After the synthesis, the current time is recorded again, and the difference from the start time is calculated. This difference is the total time taken for the synthesis. The Real-Time Factor (RTF) is then calculated by dividing this time by the duration of the generated audio in seconds (len(wav) / 24000, assuming the sample rate is 24,000 Hz). RTF is a measure of how much longer the synthesis takes compared to the duration of the generated audio. An RTF of less than 1 means the synthesis is faster than real-time.

import IPython.display as ipd
display(ipd.Audio(wav, rate=24000))

Finally, the synthesized audio (wav) is played. This is done using IPython's Audio class, which is capable of playing an array of audio data in a Jupyter notebook environment.
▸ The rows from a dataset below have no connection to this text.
Issue #7352, opened 2019-12-24
Integrate highlightable menu button changes from A-C


Baron-Severin:
Make browser menu items highlightable as designed in https://github.com/mozilla-mobile/fenix/issues/4281.  This AC was originally pushed out due to complications with the menu API which have since been resolved.

#### Acceptance Criteria
- [ ] Reader Mode, Reader Mode Appearance, PWA, and Open in App buttons should all be highlighted in the menu bar whenever they are visible
- [ ] The three dot button that opens the menu bar should be highlighted any time any of the above buttons are available

#### Engineering notes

The sample rate is set to 24,000 Hz, which should match the rate used in the synthesis process.

In summary, this code snippet takes a piece of text, synthesizes it into speech using the StyleTTS 2 model, measures the time taken for this process, calculates the Real-Time Factor, and plays back the synthesized audio.

audio-thumbnail
Output
0:00
/0:12

In conclusion

I trust that this concise guide has provided you with a clearer understanding of StyleTTS and its capabilities. By now, you should have a good foundation to begin exploring and utilizing this advanced text-to-speech technology. If you have any questions or need further assistance, feel free to reach out or consult the documentation for more in-depth information. Happy experimenting with StyleTTS!